The investors also will receive warrants for 1.92 million shares at $0.26 each through Dec. 14, 2006.

eMagin's stock closes down 7.7%, or 2 cents, to end at $0.24 (Amex: EMA).

Connected to the deal, director Paul Cronson, chief financial officer John Atherly, chief executive officer Gary Jones, senior vice president of display manufacturing and development operations Olivier Prache and chief marketing and strategy officer Susan Jones agreed to defer 10% of their compensation until eMagin becomes EBITDA positive.

Also, employees and directors have agreed to forfeit 4.7 million shares of existing stock options in return for repricing 8.8 million options at $0.26.

Proceeds will be used for working capital.

eMagin, based in Bellevue, Wash., develops high-resolution microdisplays used in virtual imaging technologies.

Stornoway leads Canadians

Moving to Canada, Stornoway Diamond Corp. led a slate of diamond offerings with a private placement for C$22.5 million as part of its acquisitions of Ashton Mining of Canada Ltd. and Contact Diamond Corp.

Agnico-Eagle Mines Ltd. purchased 17,629,084 subscription receipts at C$1.2763 each.

Of the receipts, C$20 million will be converted on a one-for-one basis into common shares of Stornoway once the acquisition is settled. The rest will be converted on the same basis if there is a drawdown on the C$32.5 million bridge loan facility Stornoway closed concurrently.

The bridge loan will be underwritten by a Canadian chartered bank and will mature the earlier of six months from the initial draw or 10 months from the date of the mailing of the Ashton acquisition.

Under the terms of the acquisition, Ashton shareholders will receive C$1.25 in cash or one Stornoway share plus a penny per Ashton share held.
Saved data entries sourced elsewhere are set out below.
Issue #1860, opened 2021-09-15
Plot tooltips are getting "stuck"


amacneil:
**Description**

When mousing around the plot, tooltips often get "stuck", leading to more tooltips overlapping them, and the tooltip not going away when my mouse leaves the panel.

https://user-images.githubusercontent.com/637671/133350547-afca4113-f606-4c42-8286-f323c57068ba.mp4

- Version: v0.18 and latest main
- OS: linux

PR #1864, opened 2021-09-15
Fix: prevent late hover events from triggering chart hover

defunctzombie:
**User-Facing Changes**
Tooltips appear and disappear as the user hovers over the plot and between plots.

**Description**
 Fix: prevent late hover events from triggering chart hover
    
 Ignore hover responses from the rpc endpoint if the mouse is no longer on the chart component. This prevents late hover events from triggering onHover and showing tooltips in downstream TimeBasedChart component.
    
Fixes: #1860

### DIFF
--- a/packages/studio-base/src/components/Chart/index.tsx
+++ b/packages/studio-base/src/components/Chart/index.tsx
@@ -342,22 +342,37 @@ function Chart(props: Props): JSX.Element {
     [rpcSend],
   );
 
+  // Since hover events are handled via rpc, we might get a response back when we've
+  // already hovered away from the chart. We gate calling onHover by whether the mouse is still
+  // present on the component
+  const mousePresetRef = useRef(false);
+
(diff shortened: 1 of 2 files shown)


packages/studio-base/src/components/Chart/index.tsx
```diff
@@ -342,23 +342,38 @@ function Chart(props: Props): JSX.Element {
     [rpcSend],
   );
 
+  // Since hover events are handled via rpc, we might get a response back when we've
+  // already hovered away from the chart. We gate calling onHover by whether the mouse is still
+  // present on the component
+  const mousePresetRef = useRef(false);
```
jtbandes, line 348:
```suggestion
  const mousePresentRef = useRef(false);
```
```suggestion
  const mouseInsideRef = useRef(false);
```

amacneil (approved):
issue is fixed for me on this branch

PR #1867, opened 2021-09-15
Migrate old savedProps to configById when loading layouts

jtbandes:
**User-Facing Changes**
Fixed a crash when loading layouts created with older versions of Foxglove Studio or Webviz.

**Description**
Some migration logic was removed 2 releases ago, in https://github.com/foxglove/studio/pull/1679. Reinstate some migrations so that we can still support old layouts.

Tested manually by importing an old layout that was previously crashing.


defunctzombie:
👍

Issue #1870, opened 2021-09-15
Put all the team layout hazard zones behind a feature flag


amacneil:
Shouldn't be visible in a default dev build

PR #1872, opened 2021-09-15
Hide dev-only layout debug controls behind feature flag

jtbandes:
**User-Facing Changes**
None

**Description**
Fixes https://github.com/foxglove/studio/issues/1870

### DIFF
--- a/packages/studio-base/src/components/ExperimentalFeatureSettings.tsx
+++ b/packages/studio-base/src/components/ExperimentalFeatureSettings.tsx
@@ -54,6 +54,13 @@ const features: Feature[] = [
     description: <>Enable team layout sharing when signed in to Foxglove Studio.</>,
   },
 ];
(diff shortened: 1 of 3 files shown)


packages/studio-base/src/components/ExperimentalFeatureSettings.tsx
```diff
@@ -54,6 +54,13 @@ const features: Feature[] = [
     description: <>Enable team layout sharing when signed in to Foxglove Studio.</>,
   },
 ];
+if (process.env.NODE_ENV === "development") {
```
amacneil, line 57: any reason to not make these features available in prod, since they will still be behind a flag? (e.g. if we need to debug something with prod build)

jtbandes: 🤷 just seems like we don't really want any users discovering this

Issue #1871, opened 2021-09-15
Investigate plot lag on prod build


amacneil:
More info coming soon

jtbandes:
The plot in question had ~50,000 points and part of the slowness was simply rendering all the arcs to draw the points. Perhaps the time has come to stop using 2D canvas to render plots and switch to WebGL:

- https://danchitnis.github.io/webgl-plot-examples/vanilla/index.html
- https://blog.scottlogic.com/2020/05/01/rendering-one-million-points-with-d3.html

defunctzombie:
Give this a try https://github.com/foxglove/studio/pull/1874

PR #1874, opened 2021-09-16
Fix: downsample all points within an interval for timeseries plots

defunctzombie:
**User-Facing Changes**
The plot panel is less laggy when viewing a dataset with high volatility within small intervals.

**Description**
Change the plot downsample algorithm to consider all points within an interval when performing downsampling. Previously, the downsample algorithm would only look at the previous point to determine if it should be downsampled away. For datasets where consecutive point distance is greater than the threshold no downsampling would occur. This resulted in plotting several tens of thousands of points and a slowdown of the plot.

Rather than only consider consecutive points, the new downsampling function is split into two. One for timeseries data and one for scatter data. The scatter data uses a sparse array to ignore previously seen x/y locations. The timeseries downsample
assumes time sorted data, and tries to preserve the shape of the data including min/max within an interval.

Fixes: #1871


packages/studio-base/src/components/TimeBasedChart/downsample.ts
```diff
@@ -39,14 +37,103 @@ export default function downsample(dataset: DataSet, bounds: DownsampleBounds):
...
+    }
+
+    // we need to keep the first points outside the set
+    if (datum.x < bounds.x.min || datum.x > bounds.x.max) {
+      continue;
+    }
+
+    if (datum.y < bounds.y.min || datum.y > bounds.y.max) {
+      continue;
+    }
```
jtbandes, line 64: - Multiply bounds.width by 1.5x or so to avoid seeing blank data when panning the plot.
- Always keep at least 1 point outside the plot bounds.

amacneil:
Simple layout with `cal_loop.bag`, plot `/imu/data.linear_acceleration.x`, and playback performance panel:

Screenshot from 2021-09-17 12-21-59

Latest main: ~1.5 fps
This branch: ~13.5 fps

So it's better, and can at least play back at 1x now. Plenty of room for improvement (webgl plots?) but this is still worth landing.

PR #1881, opened 2021-09-16
Do not display Plot panel's title, if not set

esthersweon:
**User-Facing Changes**
Do not display "Untitled" above a plot, if a Plot panel's title is not set


packages/studio-base/src/panels/Plot/index.tsx
```diff
@@ -356,7 +356,7 @@ function Plot(props: Props) {
   return (
     <Flex col clip center style={{ position: "relative" }}>
       <PanelToolbar helpContent={helpContent} floating />
-      <div>{title ?? "Untitled"}</div>
+      {title ? <div>{title}</div> : undefined}
```
defunctzombie, line 359: `{title && <div>{title}</div>}` is another common shorthand for this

The maximum consideration for the acquisition is C$59.5 million.

Also, Stornoway has made an offer to acquire all of the outstanding shares of Contact Diamond Corp.

Under the terms of the Contact acquisition, each Contact shareholder will receive 0.36 of a Stornoway share per Contact share held, representing C$0.45 per Contact share.

"We are predicting a robust diamond market for the next 10 years or more," said Stornoway CEO Eira Thomas during a conference call Monday morning.

Following the transaction, Thomas said she will be the CEO of the combined company and Contact's chief, Matt Manson, will be the company's president.

"We feel this transaction creates a company with a much larger asset base," Thomas said in the conference call.

The stock remained unchanged at C$1.20 Monday (Toronto: SWY).

Vancouver, B.C.-based Stornoway is a diamond exploration company. Ashton is also based in Vancouver and is also a diamond explorer. Contact is a diamond exploration company based in Toronto.

In other diamond news, Legend International Holdings, Inc. saw its stock take off, gaining 22.22% Monday after the company priced a $2 million private placement on Friday.

The stock gained 20 cents to close at $1.10 (OTCBB: LGDI).

In the placement, Legend plans to sell 4 million shares.

The proceeds will be used for exploration on the company's northern Australian diamond properties acquired from Astro Diamond Mines N.L. The remainder will be used for working capital.

Based in Melbourne, Australia, Legend acquires and operates diamond interests in Australia.